Blowing a late 6-0 lead, KC Royals suffer devastating home loss to Minnesota Twins

·4 min read

After right-hander Brady Singer turned in another dazzling performance on the mound and his teammates put together a five-run inning to stake him to a six-run lead, the Kansas City Royals appeared set to cruise to victory as they closed out their homestand.

Instead, it turned out to be one of the rockier cruises you’ll ever see as the Royals’ bullpen yielded seven runs in the final two innings of a 7-6 loss to the Minnesota Twins in front of an announced 15,482 in the finale of their three-game series at Kauffman Stadium on Sunday afternoon.

“Indescribable,” Royals manager Mike Matheny said of the feeling immediately after the game. “I can’t think of a worse loss than that one right there.”

The Royals (14-26) were swept and their losing slide extended to four games as they embark on another three-city road trip.

“The guys at the back (end of the bullpen) have been so good all season at picking each other up,” Matheny said. “If one of them has a bad day, somebody else is able to pick them up. It was unfortunate today because they’ve been good for us. We’ve worked them hard. But that one stings.”

Singer tossed seven scoreless innings, and he held the Twins to four hits.

Royals relievers Taylor Clarke and Scott Barlow combined to give up five runs in the eighth inning. The bases were loaded when Barlow exited and handed the ball to Josh Staumont, with the Twins potentially on the cusp of breaking it open.

Clarke gave up four consecutive hits to start the eighth inning and did not record an out.

Barlow, who entered with the third-lowest ERA of any Royals pitcher ever against the Twins (1.55 in 27 appearances), took over and got a sacrifice fly for the first out of the inning. Then he struck out the next batter.
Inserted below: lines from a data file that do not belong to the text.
PR #8699, opened 2022-01-13
Redact credentials before logging

ibrahimalihc:
### What does this PR do?

During startup, Traefik logs the configuration for each configuration discovery provider. A provider's configuration can contain security sensitive values such as tokens, passwords, or keys which will appear in the emitted logs. To prevent this, this PR extends the mechanism already used to redact privacy sensitive values, so that it can also be used for security sensitive values. The mechanism is then applied before logging the config.

### Motivation

Fixes https://github.com/traefik/traefik/issues/8698

### More

- [x] Added/updated tests

### Additional Notes


mpl:
@ibrahimalihc Hello. We realized the issue required more work than just changing the log levels, so we starting working on another approach. Which is why we pushed new commits to the PR.

tomMoulard (approved):
LGTM :ok_hand:

kevinpollet (approved):
Thanks 👍

rtribotte (approved):
LGTM

kaznovac:
this feature should be optional:
the config files are logged only in `debug` log level (as i'm aware of), and then it's expected to see the resolved variables for debugging purposes

ibrahimalihc:
Thanks for getting this in!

But Barlow then left a fastball over the heart of the plate to Kyle Garlick, and Garlick pounded it into the left-field bullpen for a two-run home run. The blast made it a one-run game.

Barlow then gave up a single and a walk to load the bases, which prompted Matheny to call upon Staumont with the Twins (25-16) still gaining momentum. Staumont froze leadoff man Luis Arraez, who came in batting .324 with a .430 on-base percentage, with a curveball for a called third strike.
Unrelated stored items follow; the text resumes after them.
Issue #5107, opened 2019-07-16
Frequent Skipping Configuration


timeandtimeago:
Hi, 
I was wondering if someone could tell me what it means when traefik outputs a line like this:
```level=info msg="Skipping same configuration for provider docker"```

When nothing is happening on my server - it will sit there outputting this same line over and over.

I just want to make sure I don't have something going on. If this is expected - apologies for the unnecessary issue.

fopina:
Second this. Search this repository for the string does not show anything...

dduportal:
Hi @timeandtimeago, this message is normal: when the Docker API emits an event for any change,
Traefik is notified and react by retrieving the configuration from the API, and compare it to its last know version.

If nothing changed from last known version (meaning no item related to Traefik has changed), then this message is printed.

fopina:
Any chance this would make sense as debug message instead of info?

“You’re always trying — especially coming in with guys on base — you’re picking up the guy before you before you even think about anything that you’re doing,” Staumont said. “Big situation with bases loaded, you’ve got to establish a first pitch strike. We did that, got those curveballs on the outside with Arraez, a guy who doesn’t punch out often and puts a lot of balls in play. You’ve just got to be careful. Bases loaded two outs, it’s a hard thing. Those guys are moving.

“It’s one thing to get that job done, but the job wasn’t done. I stepped out there the next inning and didn’t finish it, so it’s frustrating.”

Indeed, the Twins got to Staumont in the ninth, taking their first lead of the day on a leadoff walk, double by Max Kepler, game-tying sacrifice fly by Gary Sanchez and Gio Urshela’s two-out RBI single.

The Royals went down in order in their half of the ninth inning and that was that.

“We’re giving it everything we’ve got,” Staumont said. “Frustration is at the top (of the list of emotions). A game like this where Brady throws (like he did), everyone wants to do their job the best that they can. Everyone gives 100%. So to fall short in a game like this is super-frustrating.

“They were just mental mistakes, untimely walks compared to timely hitting. … We needed this win today, and as a bullpen we just didn’t do it for the rest of the team.”

Carlos Santana’s three-run double was the driving force behind a five-run sixth inning for the Royals. Andrew Benintendi went 3 for 4 with a walk, an RBI and a run scored. Hunter Dozier doubled and drove in a run. Kyle Isbel had a hit, an RBI and a stolen base.

Santana admitted to being somewhat stunned by how things unfolded, but he reiterated that nobody was happy about losing in that fashion.

He’s also a proponent of turning the page and not letting the loss linger.

“Tomorrow is a new day, new week, new series, so let’s see what happens,” Santana said. “We keep playing hard, keep working. It’s a long season. It was a tough game today, but we have to keep our heads up and tomorrow is a new day.”